Denver Real Estate… I’ve Heard of it, But Where Is It?

There is a dirty myth floating around Denver right now, that there are no homes for sale. Wrong. There are plenty of homes that are, have been and will be for sale. You’re just not fast enough to get one of them.

Take, for example, 1650 Dahlia in Park Hill: back in March, we listed Dahlia for $419,000 on a Friday and sat back and waited for the two dozen offers to roll in, which would hopefully get us to full price.

Karl Lueders Presents 1650 Dahlia

As it turned out, a blizzard hit two hours after hitting the MLS, dashing the open house planned for Saturday morning and any hope for the mayhem my sellers and I so morbidly desired. As it turns out, you only need one offer. One enterprising Realtor convinced her buyers to strap on snowshoes and weather the Friday storm once she heard about the numerous showing cancellations and the open house.

Before the open house was supposed to have started, my sellers accepted an offer for $425,000, and closed without incident 30-odd days later.

The buyers had been waiting for months for south Park Hill, which is why they were willing to spend a bit more for this location, but they were missing on houses left and right prior to securing 1650 Dahlia. Note what the one buyer said: “they were missing houses left and right.” That means that they weren’t sitting around waiting for Kentwood to list 1650 Dahlia. They were up to bat, taking swings at other opportunities. So, yes, there are houses on the market; it’s just none of them are staying on the shelf long enough to be counted as “inventory.”

Inventory talks about unsold property that is active at the time when the nerds come through with their counters and chart movement. And, like any retail operation, inventory costs money because it gathers dust, and you have to pay for space to keep it. So when you hear that inventory levels are down 70+%, or that we’re at all-time lows in available houses, you can interpret that as the market has a ton of buyers looking to lock in an artificially low interest rate before everything blows up in our face. They just have to be particularly aggressive to get their house.

Interestingly enough, sales numbers haven’t dipped at all. In fact, sales numbers that ebb and flow with the seasons have been eerily consistent over the past 4 years. Believe it. See the chart. Blue line – inventory. Red line – sales. Home sales figures are consistent, yet “inventory” is down?

Karl Lueders Presents

Karl Lueders Presents Sales v. Inventory 2007-2013

So is the Denver real estate market inflated? Well, buyers are paying a premium for homes, but they accept that the premium can be offset by the sub-4% interest rate within a few years of taking possession. Plus, $5,000-$10,000 over asking price is a small price to pay over 30 years than paying 5% every month v. 3.5%.

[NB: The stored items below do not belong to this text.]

PR #963, opened 2018-09-07
PICARD-1340: fix display of Mono/Stereo for channels in info dialog

zas:
ch is a string

# Summary

In Info Dialog, Picard displayed Mono/Stereo for 1 or 2 channels, it was broken at some point

* This is a…
    * [x] Bug fix
    * [ ] Feature addition
    * [ ] Refactoring
    * [ ] Other

# Problem

Comparing int to string doesn't work, and thus the number of channels was displayed in all cases

* JIRA ticket (_optional_): [PICARD-1340](https://tickets.metabrainz.org/browse/PICARD-1340)

# Solution

Compare to "1" and "2"

# Action

### DIFF
--- a/picard/ui/infodialog.py
+++ b/picard/ui/infodialog.py
@@ -267,12 +267,10 @@ def format_file_info(file_):
         info.append((_('Bits per sample:'), string_(file_.orig_metadata['~bits_per_sample'])))
     if '~channels' in file_.orig_metadata:
         ch = file_.orig_metadata['~channels']
-        if ch == 1:
+        if ch == '1':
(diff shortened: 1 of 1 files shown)


phw:
I'm glad this just gets fixed and not entirely removed. I already experimented showing more detailed data for multi-channel FLAC files here, maybe we can generalize this for more formats.

phw:
But let's get #958 merged first, because this will conflict and needs an update then

zas:
> But let's get #958 merged first, because this will conflict and needs an update then

I rebased #958 instead

PR #965, opened 2018-09-12
PICARD-518: Add a tip to sliders in Options > Metadata > Preferred Re…

zas:
…leases

- Display a tip with actual value
- 5 by 5 step (values from 0 to 100)
- page step (keyboard only set to 25)

# Summary

* This is a…
    * [ ] Bug fix
    * [x] Feature addition
    * [ ] Refactoring
    * [ ] Other

# Problem

There's no way to know in which direction sliders should be moved.

* JIRA ticket (_optional_): [PICARD-518](https://tickets.metabrainz.org/browse/PICARD-518)

# Solution

Not perfect solution, but display a tip over the slider handle with the actual number, and ease setting the value by moving 5 by 5.

The meaning of the number isn't really obvious but at least it shows when you increase or decrease the value.

capture du 2018-09-12 14-52-58

# Action


samj1912:
Rebase for test fix?

PR #970, opened 2018-09-16
PICARD-1344: Add $delete function

phw:
# Summary
There is no way currently for Picard to really delete a tag via scripting. You can unset a variable, but not add a tag to the deleted tags so it will actually be deleted.

This PR ads a `$delete` function that does that.

* This is a…
    * [ ] Bug fix
    * [x] Feature addition
    * [ ] Refactoring
    * [ ] Other

# Problem

* JIRA ticket (_optional_): [PICARD-1344](https://tickets.metabrainz.org/browse/PICARD-XXX)

# Solution

# Action

### DIFF
--- a/picard/script.py
+++ b/picard/script.py
@@ -486,6 +486,18 @@ def func_unset(parser, name):
     return ""
 
 
+def func_delete(parser, name):
+    """
+    Deletes the variable ``name``.
+    This will unset the tag with the given name and also mark the tag for
+    deletion on save.
+    """
+    if name.startswith("_"):
+        name = "~" + name[1:]
+    parser.context.delete(name)
+    return ""
+
+
 def func_set(parser, name, value):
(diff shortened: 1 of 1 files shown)


picard/script.py
```diff
@@ -486,6 +486,18 @@ def func_unset(parser, name):
     return ""
 
 
+def func_delete(parser, name):
+    """
+    Deletes the variable ``name``.
+    This will unset the tag with the given name and also mark the tag for
+    deletion on save.
+    """
+    if name.startswith("_"):
```
samj1912: These 2 lines repeat all over this file. We could possibly modify it before calling all the functions?

phw: @samj1912 Agreed, I added https://tickets.metabrainz.org/browse/PICARD-1347

PR #971, opened 2018-09-17
PICARD-1346: Fix exception with move additional files

phw:
When multiple patterns for move additional files matched the same file an exception was thrown when attempting to move the files again after it already had been moved.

Most of this love/hate duality comes from the misconception that hidden somewhere within all this exuberance is a free lunch for a buyer or seller. There isn’t. Some buyers are reluctant to compete with others because they feel like they are overpaying for a home that could go down in value. Well, that’s true no matter when you buy the house; plus, if you would rather rent while you’re on the sidelines, notice the ridiculously low vacancy rate in Denver right now. Talk about overpaying? I have friends in the multi-family construction business that still can’t believe that they are able to get away with more than $2/foot in rent. This is 100% higher than levels in 2009. There is a good chance that the gold rush will continue as long as interest rates are low. Denver is the country’s most popular city with dozens of people moving here every day. And I don’t think any of them moved here to rent forever.

Conversely, many itchy would-be sellers are waiting for this crazy gravy train to make their homes shoot up even more in value so they can reap the same benefits as their neighbors. Again, don’t try to keep up with the Joneses. Their profit is tied to their individual life decisions. And if they bought before or after you – in more favorable market conditions – they have a different baseline. Think about early 2001, when you were waiting for your dot-com portfolio to double… again! It didn’t. Chances are that your home has never been more valuable than it is today, regardless of what the market thinks of its value.

Of course, if you are a seller, you wield considerably more power than buyers. Put your house on the market and see what happens. Psych! Not really selling… but you probably will when you see what you can get for your house. Back in Chicago in the mid-1990s, I advised a lot of my friends to do the exact same thing. It worked because they got over their fear that nobody would want to buy their home. Most of them sold; some did not. But they all achieved clarity.

If you’re a buyer, I’m not gonna lie, you need a pair to buy a home these days. You can’t be in it 75%, 85% or even 99%. There is going to be someone up to the challenge of cutting out of work, waking their baby from a nap or walking off the golf course to find the house they want. Are they crazy? No, they’re committed. If you want to dabble, wait for the interest rates to go up; of course, your payments will also increase by 25-50%, but at least you can finish your round.

Karl Lueders is a Denver Metro Association of Realtors Million-Dollar Roundtable honoree, as well as a 5280 Five Star Realtor. He can be found in traditional ways: if Twitter, G+ and LinkedIn are the new traditions. Calling Karl Lueders 720-971-8267 also works. Especially if you’re planning on living in or leaving Washington Park.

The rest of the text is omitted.